A CARLISLE mum involved in a row over an open car door which blocked a pavement reacted badly, pushing the taxi driver involved.

Charlotte Fell, 33, who also yelled a racial slur at the man, later said she was disgusted with her reaction but on the day in question she had visited her mum’s grave and suffered “something of a breakdown.”

The defendant, of Prescott Road, Longsowerby, pleaded guilty to a racially aggravated common assault.

The city’s Rickergate court heard that Fell was walking along the pavement on the street where she lives when she encountered an open taxi door, which was blocking her route along the pavement. 

After a verbal exchange with the taxi driver, who did not close the door, she “pushed” him, the court heard. She also used a racial slur. The man was not injured.

A probation worker who interviewed Fell said that her version of the incident was that she had “politely” asked the taxi driver two or three times to close the door but he and the second person who was in the car ignored her.

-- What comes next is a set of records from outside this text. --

PR #828, opened 2026-08-30
fix: surface the failure reason on in-app error callback

mahmoud-elmorabea:
## MBL-2310 · Android stack — step 4 of 4

| Step | PR | |
| --- | --- | --- |
| 2 | #826 — `chore:` report WebView render process termination as an in-app failure |  |
| 3 | #827 — `chore:` classify and log in-app message failures internally |  |
| **4** | **#828 — `fix:` surface the failure reason on `errorWithMessage`** | **← you are here** |

---
Puts the reason an in-app message failed onto `errorWithMessage`. Closes the MBL-2310 work on Android.

Stacked on #827. Paired with ios#1237's follow-up.

### Why

`errorWithMessage` delivered only `messageId` and `deliveryId`, so an integrator learned that a message failed but never why. The reason existed on device in debug logs only, and nothing is recorded server-side, so diagnosing meant shipping a debug-logging build.

### API

```kotlin
enum class InAppMessageErrorReason { NETWORK, TIMEOUT, RENDER_FAILED, WEB_VIEW_CRASHED, INTERNAL_ERROR }

data class InAppMessageError(
    val reason: InAppMessageErrorReason,
    val detail: String? = null,
    val code: Int? = null
)

fun errorWithMessage(message: InAppMessage, error: InAppMessageError) = errorWithMessage(message)
```

Reasons are coarse on purpose: each maps to a different thing an integrator would actually do — check connectivity, look at a slow renderer, report the message to us, or file an SDK bug. `detail` carries the renderer's own `errorMessage` or the WebView's error description; it is diagnostic text for logs, not for parsing.

### Additive, including for Java

The new overload has a default body, so existing listeners keep compiling **and keep receiving failures** — the default forwards to the reason-less callback.

This is what #823 was for. The API dump shows the payoff:

```
public abstract interface class io/customer/messaginginapp/type/InAppEventListener {
    public abstract fun errorWithMessage (…InAppMessage;)V
    public fun errorWithMessage (…InAppMessage;…InAppMessageError;)V   <- not abstract
}
public final class io/customer/messaginginapp/type/InAppEventListener$DefaultImpls { … }
```

`public fun` rather than `public abstract fun` is the real Java default method, so Java implementers are not forced to override it. `DefaultImpls` is retained, so already-compiled Kotlin still links.

### Verification

**The Java canary is the headline.** `samples/java_layout` implements `InAppEventListener` in Java and is **unchanged in this PR — 0 files touched.** It compiles green against the SDK consumed as a **published artifact**:

```
IS_DEVELOPMENT=true ./gradlew publishToMavenLocal
./gradlew :samples:java_layout:assembleDebug -PcioSDKVersion=local --refresh-dependencies
```

Confirmed with 0 `:messaginginapp:` source tasks, so it really resolved the aar rather than building from source.

- `samples/kotlin_compose` updated to demo the new callback, logging and tracking `reason`, `detail`, and `code`. It keeps the reason-less override too, since that member is still required.
- `:messaginginapp:testDebugUnitTest` and `:messaginginapp:lintDebug` green.
- The temporary `onEngineError` seam added in #827 is removed — the listener carries the error directly now.
- New test asserts the SDK uses the classified overload and **never** the reason-less one, plus a case pinning `INTERNAL_ERROR` for an unclassified failure.

### DIFF
--- a/messaginginapp/src/main/java/io/customer/messaginginapp/gist/presentation/engine/EngineWebView.kt
+++ b/messaginginapp/src/main/java/io/customer/messaginginapp/gist/presentation/engine/EngineWebView.kt
@@ -56,6 +56,12 @@ internal class EngineWebView @JvmOverloads constructor(
      */
     private var documentUrl: String? = null
 
+    /**
+     * Set once the first failure is reported. An engine renders one message, so it fails at most
+     * once.
+     */
+    private var hasReportedFailure = false
+
     private val inAppMessagingManager = SDKComponent.inAppMessagingManager
 
     private val state: InAppMessagingState
@@ -472,6 +478,15 @@ internal class EngineWebView @JvmOverloads constructor(
      * Single exit for every failure in this view: classify, then notify the listener.
      */
     private fun reportFailure(error: InAppMessageError) {
+        // First failure wins, and the latch — not the cancel — is what makes that deterministic.
+        // The bootstrap TimerTask runs independently of the WebView callbacks, so cancelling the
+        // timer alone still races with a task that has already started. Without this the host could
+        // be told NETWORK and then TIMEOUT about the same message, the second overwriting the real
+        // cause. Mirrors the same guard on iOS.
+        if (hasReportedFailure) return
+        hasReportedFailure = true
+        cleanupTimer()
+
         val listener = this.listener
         if (listener == null) {
             // Nothing downstream will see this one, so it has to be logged here. The timeout timer
--- a/messaginginapp/src/main/java/io/customer/messaginginapp/gist/presentation/engine/EngineWebView.kt
+++ b/messaginginapp/src/main/java/io/customer/messaginginapp/gist/presentation/engine/EngineWebView.kt
@@ -472,11 +472,16 @@ internal class EngineWebView @JvmOverloads constructor(
      * Single exit for every failure in this view: classify, then notify the listener.
      */
     private fun reportFailure(error: InAppMessageError) {
-        // Not logged here any more. In the previous step this log was the only place the
-        // classification surfaced, because the listener could not carry it. Now that it can, the
-        // controller logs the same failure with the message id and route attached, so logging in
-        // both places would double up on every failure.
-        listener?.error(error)
+        val listener = this.listener
+        if (listener == null) {
+            // Nothing downstream will see this one, so it has to be logged here. The timeout timer
+            // can still fire after the view is detached and the listener cleared.
+            logger.error("In-app message failed with no listener attached: ${error.describeForLogs()}")
+            return
+        }
+        // Deliberately not logged on this path: the controller logs the same failure straight after,
+        // with the message id and route attached, so logging here too would double up on every one.
+        listener.error(error)
     }
 
     /**
--- a/messaginginapp/src/main/java/io/customer/messaginginapp/gist/presentation/engine/EngineWebView.kt
+++ b/messaginginapp/src/main/java/io/customer/messaginginapp/gist/presentation/engine/EngineWebView.kt
@@ -43,9 +43,7 @@ internal class EngineWebView @JvmOverloads constructor(
     private var timerTask: TimerTask? = null
     private var webView: WebView? = null
     private var elapsedTimer: ElapsedTimer = ElapsedTimer()
-    private val engineWebViewInterface = EngineWebViewInterface(this).apply {
-        onEngineError = { error -> reportFailure(error) }
-    }
+    private val engineWebViewInterface = EngineWebViewInterface(this)
     private val logger = SDKComponent.logger
     private var lastResolvedColorScheme: String? = null
     private var colorSchemeJob: Job? = null
@@ -439,6 +437,10 @@ internal class EngineWebView @JvmOverloads constructor(
         listener?.error()
     }
 
+    override fun error(error: InAppMessageError) {
+        reportFailure(error)
+    }
+
     /**
      * Tears down a WebView whose render process has died.
      *
@@ -468,13 +470,10 @@ internal class EngineWebView @JvmOverloads constructor(
 
     /**
      * Single exit for every failure in this view: classify, log, then notify the listener.
-     *
-     * [EngineWebViewListener.error] takes no arguments and is public API, so the classified error
-     * reaches the logs but not the host yet.
      */
     private fun reportFailure(error: InAppMessageError) {
         logger.error("In-app message failed: ${error.describeForLogs()}")
-        listener?.error()
+        listener?.error(error)
     }
 
     /**
--- a/messaginginapp/src/main/java/io/customer/messaginginapp/gist/presentation/engine/EngineWebView.kt
+++ b/messaginginapp/src/main/java/io/customer/messaginginapp/gist/presentation/engine/EngineWebView.kt
@@ -469,10 +469,13 @@ internal class EngineWebView @JvmOverloads constructor(
     }
 
     /**
-     * Single exit for every failure in this view: classify, log, then notify the listener.
+     * Single exit for every failure in this view: classify, then notify the listener.
      */
     private fun reportFailure(error: InAppMessageError) {
-        logger.error("In-app message failed: ${error.describeForLogs()}")
+        // Not logged here any more. In the previous step this log was the only place the
+        // classification surfaced, because the listener could not carry it. Now that it can, the
+        // controller logs the same failure with the message id and route attached, so logging in
+        // both places would double up on every failure.
         listener?.error(error)
     }
 
--- a/messaginginapp/src/main/java/io/customer/messaginginapp/gist/presentation/engine/EngineWebView.kt
+++ b/messaginginapp/src/main/java/io/customer/messaginginapp/gist/presentation/engine/EngineWebView.kt
@@ -31,6 +31,7 @@ import io.customer.messaginginapp.ui.bridge.EngineWebViewDelegate
 import io.customer.sdk.core.di.SDKComponent
 import java.util.Timer
 import java.util.TimerTask
+import java.util.concurrent.atomic.AtomicBoolean
 import kotlinx.coroutines.Job
 
 internal class EngineWebView @JvmOverloads constructor(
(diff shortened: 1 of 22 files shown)


messaginginapp/src/main/java/io/customer/messaginginapp/type/InAppMessageError.kt
```diff
@@ -7,7 +7,7 @@ package io.customer.messaginginapp.type
  * it — check connectivity, look at a slow renderer, report the message content to us, or file an
  * SDK bug. Finer detail belongs in [InAppMessageError.detail].
  */
-internal enum class InAppMessageErrorReason {
+enum class InAppMessageErrorReason {
```
Shahroz16, line 14: Since this is a new public enum, could we tell integrators to keep a fallback branch when switching on it? Adding a reason later will otherwise break Kotlin callers that use an exhaustive when expression. The same guidance on iOS would also make the wrapper contract easier to evolve.

messaginginapp/src/main/java/io/customer/messaginginapp/type/InAppMessageError.kt
```diff
@@ -33,13 +33,17 @@ internal enum class InAppMessageErrorReason {
  * @param code the underlying platform error code where the failing layer had one, e.g. a
  * [android.webkit.WebResourceError] code or an HTTP status. Null when there was no numeric code.
  */
-internal data class InAppMessageError(
+data class InAppMessageError(
```
Shahroz16, line 42: Could we make the safety guidance for detail a little stronger before this becomes public? Some values come directly from the renderer, so I would say it is for local diagnostics and should not be forwarded verbatim to analytics. The sample currently tracks error-detail, which encourages exactly that pattern.

messaginginapp/src/main/java/io/customer/messaginginapp/type/InAppMessageError.kt
mahmoud-elmorabea: Done — the KDoc now says to keep an `else ->` branch, and why: more reasons may be added and an exhaustive `when` will stop compiling when they are.

Matching guidance added on iOS in customerio/customerio-ios#1238, with one difference worth knowing about. There I documented a plain `default:` rather than `@unknown default:`, because the iOS SDK ships as source without library evolution, so the compiler treats the enum as frozen at the integrator's build and `@unknown default:` is the wrong tool. Net effect for wrapper authors is the same on both platforms: always keep a fallback branch.

messaginginapp/src/main/java/io/customer/messaginginapp/type/InAppMessageError.kt
mahmoud-elmorabea: Done, and the point about the sample landed — it was demonstrating exactly the pattern the guidance warns against.

`detail` is now documented as local diagnostics only: log it, don't parse it, and don't forward it verbatim to analytics or crash reporting, with the reminder to branch on `reason` instead. `kotlin_compose` now logs the detail and tracks only `error-reason` and `error-code`. Same change to APN-UIKit on the iOS side.

Shahroz16 (approved):
The enum-growth guidance and diagnostic-detail handling are clear now, and the sample no longer forwards raw detail. This PR looks good. The parent #827 still has the two WebViewClient fixes before the full stack is ready.

messaginginapp/src/main/java/io/customer/messaginginapp/gist/presentation/engine/EngineWebView.kt
```diff
@@ -436,14 +438,19 @@ internal class EngineWebView @JvmOverloads constructor(
     }
 
     /**
-     * Single exit for every failure in this view: classify, log, then notify the listener.
-     *
-     * [EngineWebViewListener.error] takes no arguments and is public API, so the classified error
-     * reaches the logs but not the host yet.
+     * Single exit for every failure in this view: classify, then notify the listener.
      */
     private fun reportFailure(error: InAppMessageError) {
```
Shahroz16, line 486: Could we make the first classified failure terminal here? `reportFailure` leaves the bootstrap timer armed, and the `TimerTask` runs independently of WebView callbacks. If teardown is delayed, the same engine can report the real `NETWORK` failure and then a second `TIMEOUT`; cancelling the timer alone can also race with a task that has already started. A small first-failure latch plus `cleanupTimer()` here, with a test that sends two different failures and asserts only the first reason reaches the listener, would make the callback deterministic.

Shahroz16 (changes requested):
One final issue remains in the current leaf: a classified failure is not terminal, so the bootstrap timer can deliver a second timeout. The rest of this PR still looks good.

messaginginapp/src/main/java/io/customer/messaginginapp/gist/presentation/engine/EngineWebView.kt
mahmoud-elmorabea: Fixed — and this one is squarely on me. I added exactly this latch to iOS in the sibling PR, wrote the commit message explaining why an engine should fail at most once, and then did not carry it across. Parity is the point of these paired stacks.

`reportFailure` now latches the first failure and calls `cleanupTimer()`. Your point about the race is the reason the ordering matters: the latch is the guard and the cancel is belt-and-braces, because cancelling alone still loses to a `TimerTask` that has already started.

Test sends two different failures — a main-frame `onReceivedError`, then `onRenderProcessGone` — and captures what reaches the listener: exactly one call, reason `NETWORK`. Negative control passes, it fails without the latch.

Bugbot flagged the same thing independently on this commit; both are covered by this change.

Shahroz16: Could we make the check-and-set atomic as well? The timer runs on its own thread, and renderer errors arrive through the JS bridge, so both can read false before either writes true. I reproduced duplicate listener callbacks from concurrent timeout and renderer failures. AtomicBoolean.compareAndSet(false, true), or serializing failures onto one thread, would complete the first-failure guarantee.

Shahroz16 (commented):
The sequential failure case is fixed. One concurrent failure case remains in the existing thread.

messaginginapp/src/main/java/io/customer/messaginginapp/gist/presentation/engine/EngineWebView.kt
mahmoud-elmorabea: Fixed in `06a4dcaf`, and you were right on both counts — including one you did not name.

The check-and-set is now `AtomicBoolean.compareAndSet(false, true)`. The race you reproduced is real: `TimerTask` runs on the timer's own thread, renderer errors arrive on the JS bridge thread, and the `WebViewClient` callbacks are on the UI thread, so three callers could interleave on a plain read-then-write.

The worse half was the missing memory barrier. The field was a non-volatile `var`, so there was no guarantee the write ever became visible to the other threads — the latch could have failed without any tight interleaving at all. `compareAndSet` closes both in one move, which is why I took it over serializing onto one thread.

Worth recording why this got through: the latch was ported from iOS, where it is genuinely safe — `Timer` fires on the run loop that scheduled it and the `WKWebView` delegate callbacks are main-thread, so only one thread touches it there. I mirrored the code without re-checking the threading model underneath it. Parity of implementation, not of correctness.

Test contends eight threads on one engine across forty fresh instances and asserts the host hears exactly one failure. Negative control passes — it fails against the plain `Boolean`, passes against `AtomicBoolean`. Full module suite: 542 tests, 0 failures.

Shahroz16: Thanks, the atomic latch closes the concurrent-failure window. The concurrent and sequential failure tests pass, along with the callback propagation tests; existing listeners still receive the fallback callback.

Shahroz16 (approved):
The concurrent failure fix is verified. All 135 focused in-app tests and the module build pass, with the legacy listener fallback preserved.

messaginginapp/src/main/java/io/customer/messaginginapp/gist/presentation/engine/EngineWebView.kt
```diff
@@ -439,6 +449,10 @@ internal class EngineWebView @JvmOverloads constructor(
         listener?.error()
```
sydneycollins-cio, line 449: Two paths bypass the first-failure latch: error() here and the routeError chain. Both dormant today, but if routeError revives, the host hears RENDER_FAILED then TIMEOUT for one message. Routing both through reportFailure would close it. Fine as a follow-up.

messaginginapp/src/main/java/io/customer/messaginginapp/type/InAppMessageError.kt
```diff
@@ -29,17 +33,23 @@ internal enum class InAppMessageErrorReason {
...
  * @param detail human-readable detail from the layer that failed — a WebView error description, or
- * the message the renderer itself reported. Free-form and unstable: log it, don't parse it.
+ * the message the renderer itself reported. Free-form, unstable, and partly renderer-supplied, so
+ * treat it as **local diagnostics only**: write it to your logs, don't parse it, and don't forward
+ * it verbatim to analytics or crash reporting. Branch on [reason] instead.
  * @param code the underlying platform error code where the failing layer had one, e.g. a
  * [android.webkit.WebResourceError] code or an HTTP status. Null when there was no numeric code.
  */
-internal data class InAppMessageError(
+data class InAppMessageError(
```
sydneycollins-cio, line 42: Public data class: adding a field later breaks binary compat via constructor/copy/componentN. Worth a conscious call before release: accept that, or make it a plain class now.

messaginginapp/src/test/java/io/customer/messaginginapp/gist/presentation/engine/EngineWebViewConcurrentFailureTest.kt
```diff
@@ -0,0 +1,117 @@
...
+        override fun routeLoaded(route: String) = Unit
+        override fun sizeChanged(width: Double, height: Double) = Unit
+    }
+
+    @Test
+    fun reportFailure_givenSimultaneousFailures_expectExactlyOneReachesHost() {
+        val context = ApplicationProvider.getApplicationContext<Context>()
+        // A single pass can win the race by luck, so repeat over fresh engines and assert on the
+        // whole run. Against a plain read-then-write flag this fails well inside the first few.
+        val engines = 40
```
sydneycollins-cio, line 73: Nit: 40 engines x 8 threads is heavy for one latch. Candidate to shrink if CI time creeps.

sydneycollins-cio (approved):
LGTM.

Non-blocking: RN/Flutter bridges implement InAppEventListener and will silently keep using the reason-less callback. Is there a tracked follow-up to adopt the new reason callback in both wrappers so the failure reason reaches JS/Dart?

The man had first looked away, then got out of the car and said something to her, though she could not recall what. “This seems to have been the trigger,” said the probation officer, leading to the push.

Fell had then continued walking along the pavement.

The probation officer said: “She does not know why she reacted as she did and she says she’s disgusted with herself. She said she should not have said what she said and behaved in that way.

“She deeply regrets it.”

A past survivor of domestic violence, the defendant was still suffering from trauma relating to that experience. Four years ago, her mother had passed away and this had a significant impact on her.

Regarding the racially aggravated element of the offence, Fell had family contacts who were of Pakistani origin, and she had no deep-seated racial feelings that needed to be considered, added the officer.

Chris Toms, defending, said: “She was having something of a breakdown that day; she’d visited her mum’s grave for the first time and the state of mind she was in meant she was unable to deal with confrontation.

“To put it colloquially, she lost it.”

Magistrates imposed a 12-month community order, with 10 rehabilitation activity days, a £50 fine, £85 costs and a £114 victim surcharge.